Karakter Erupsi Gunung Tangkuban Parahu Selalu Kecil

Jum'at, 26 Juli 2019 - 21:39 WIB
Karakter Erupsi Gunung Tangkuban Parahu Selalu Kecil
Berdasarkan sejarah dan literasi, karakter erupsi Gunung Tangkuban Parahu mayoritas kecil. Foto/Dok.SINDOnews
A A A
BANDUNG - Erupsi yang terjadi pada Gunung Tangkuban Parahu pada Jumat (26/7/2019) sore ini membuat banyak warga resah. Mereka khawatir akan terjadi letusan besar pada gunung yang berada di Lembang, Kabupaten Bandung Barat (KBB) ini.
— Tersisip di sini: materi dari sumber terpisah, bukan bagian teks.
PR #2177, opened 2024-07-04
Use fully-qualified names to the stdlib's `core` library

### LINKED ISSUE #2127: Updating from 0.25.3 to 0.26.x or 0.27.x fails for interface
Env:

nightly-aarch64-apple-darwin - Up to date : 1.80.0-nightly (867900499 2024-05-23)
uniffi 0.27.2

The following works

```
/// Example
namespace example {
  /// Hello Rust
  string hello_world();
};

/// Example Enum
enum ExampleEnum {
  "v1",
  "v2",
};


/// Glucose
dictionary Glucose {
    f32 raw;
    timestamp timestamp;
    timestamp local_timestamp;
};
```

Adding the following fails:
```
// lib.rs
pub struct TodoList;

impl TodoList {
    fn new() -> Self {
        TodoList {
        }
    }
}

// udl file
/// TodoList
interface TodoList {
    constructor();
};
```

The error is:
```
error[E0433]: failed to resolve: could not find `marker` in `core`
  --> <hidden>/cross_platform/target/debug/build/example-904b99f23226f7e3/out/example.uniffi.rs:69:1
   |
69 | #[::uniffi::derive_object_for_udl]
   | ^^^^^^^^^^^^^^^^^^^^^^^^^^^^^^^^^^ could not find `marker` in `core`

   |
   = note: this error originates in the attribute macro `::uniffi::derive_object_for_udl` (in Nightly builds, run with -Z macro-backtrace for more info)
help: consider importing this module
  --> src/lib.rs:1:1
   |
1  + use std::marker;
   |
```

This is the content of example.uniffi.rs:69:1
```
#[::uniffi::derive_object_for_udl]
struct r#TodoList { }
#[::uniffi::export_for_udl]
impl r#TodoList {
    #[uniffi::constructor]
    pub fn r#new(
    ) -> std::sync::Arc<r#TodoList>
    {
        unreachable!()
    }
}
```

mhammond:
Fixes #2127

### DIFF
--- a/uniffi_core/src/ffi/ffiserialize.rs
+++ b/uniffi_core/src/ffi/ffiserialize.rs
@@ -81,7 +81,7 @@ pub trait FfiSerialize: Sized {
     fn write(buf: &mut &mut [FfiBufferElement], value: Self) {
         Self::put(buf, value);
         // Lifetime dance taken from `bytes::BufMut`
-        let (_, new_buf) = core::mem::take(buf).split_at_mut(Self::SIZE);
+        let (_, new_buf) = ::core::mem::take(buf).split_at_mut(Self::SIZE);
         *buf = new_buf;
     }
 }
--- a/uniffi_meta/src/types.rs
+++ b/uniffi_meta/src/types.rs
@@ -146,7 +146,7 @@ impl Type {
 }
 
 // A trait so various things can turn into a type.
-pub trait AsType: core::fmt::Debug {
+pub trait AsType: ::core::fmt::Debug {
     fn as_type(&self) -> Type;
 }
 


jplatte (approved):

jplatte:
By the way, you could add a fixture that uses [`#![no_implicit_prelude]`](https://doc.rust-lang.org/reference/names/preludes.html#the-no_implicit_prelude-attribute) to ensure that the generated code does not rely on the standard library prelude in any way.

Namun, berdasarkan sejarah dan literasi yang dihimpun SINDOnews.com, karakter erupsi gunung ini mayoritas kecil. Dikutip dari situs VSI.ESDM, menurut van Bemmelen (1934, dalam Kusumadinata 1979) bahwa Gunung Tangkuban Parahu tumbuh di dalam Kaldera Sunda sebelah timur. Berdasarkan coraknya, erupsinya dapat dibagi tiga fase.
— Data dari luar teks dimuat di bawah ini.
PR #2178, opened 2024-07-05
feat: implement module path config for python

### LINKED ISSUE #1182: Fixup some exteranl type issues
While rebasing #1167, I noticed some issues:

  - Python doesn't support the `external_packages` config value.
  - The Python`ext-types` tests only pass if you  build the crates for the external types before running the tests.  Kotlin works, but only because it lazily loads the library.  If we ever needed to call a function from the UDL I think it would fail too.  The issue is that we are building the `.so` files in the `target/debug/deps` directory in this case, but we're expecting them `target/debug/` directory.

dignifiedquire:
Closes #1182

### DIFF
--- a/uniffi_bindgen/src/bindings/python/mod.rs
+++ b/uniffi_bindgen/src/bindings/python/mod.rs
@@ -2,7 +2,7 @@
  * License, v. 2.0. If a copy of the MPL was not distributed with this
  * file, You can obtain one at http://mozilla.org/MPL/2.0/. */
 
-use std::process::Command;
+use std::{collections::HashMap, process::Command};
 
 use anyhow::Result;
 use fs_err as fs;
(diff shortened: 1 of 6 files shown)


mhammond:
Thanks! But can we please get a test for this? Maybe specifying it for, eg, fixtures/ext-types/sub-lib?

dignifiedquire:
> Thanks! But can we please get a test for this? Maybe specifying it for, eg, fixtures/ext-types/sub-lib?

sure, will add to that fixture

uniffi_bindgen/src/bindings/python/mod.rs
```diff
@@ -33,13 +33,33 @@ impl crate::BindingGenerator for PythonBindingGenerator {
...
+                .iter()
+                .map(|c| (c.ci.crate_name().to_string(), c.config.module_name())),
+        );
+        for c in components {
+            for (ext_crate, ext_package) in &packages {
+                if ext_crate != c.ci.crate_name()
+                    && !c.config.external_packages.contains_key(ext_crate)
+                {
+                    c.config
+                        .external_packages
```
mhammond, line 58: We don't have good tests for this, but I think this will break [this external type](https://github.com/mozilla/uniffi-rs/blob/c5da61baf98d421f2da521b1ab085f576695178d/uniffi_bindgen/src/bindings/python/gen_python/mod.rs#L139-L148) support when the module name is overridden.

For my interest, what's your use-case for using a different module name than the namespace, and are you using multiple crates?

dignifiedquire: > For my interest, what's your use-case for using a different module name than the namespace, and are you using multiple crates?

No just a single crate, but the issue that I was running into is that the name of my ffi crate can't be the same as the dependency that I am creating the bindings for, which I ran into when starting to use proc-macros, as uniffi is confused about multiple dylibs of the same name.

mhammond: Can you just change the namespace name? It doesn't have to be the crate name.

Yaitu fase eksplosif yang menghasilkan piroklastik dan mengakibatkan terjadinya lahar, fase efusif yang menghasilkan banyak aliran lava berkomposisi andesit basaltis, dan fase pembentukan atau pertumbuhan. Sementara saat ini, umumnya eksplosif kecil-kecil dan kadang diselingi erupsi freatik.

Erupsi Gunung Tangkuban Parahu dapat digolongkan sebagai erupsi kecil. Leleran lava diperkirakan kemungkinannya terjadi. Berdasarkan pengalaman sejak abad ke-19, gunung api ini tidak pernah menunjukkan erupsi magmatik besar, kecuali erupsi abu tanpa diikuti oleh leleran lava, awan panas ataupun lontaran batu pijar.

Erupsi freatik umumnya dominan dan biasanya diikuti oleh peningkatan suhu solfatara dan fumarola di beberapa kawah yang aktif yaitu Kawah Ratu, Kawah Baru, dan Kawah Domas.

Sementara, material vulkanik yang dilontarkan umumnya abu yang sebarannya terbatas di sekitar daerah puncak hingga beberapa kilometer. Semburan lumpur hanya terbatas di daerah sekitar kawah. Pada waktu peningkatan kegiatan, asap putih fumarola/solfatara kadang-kadang diikuti oleh peningkatan gas-gas vulkanik seperti gas racun CO dan CO2.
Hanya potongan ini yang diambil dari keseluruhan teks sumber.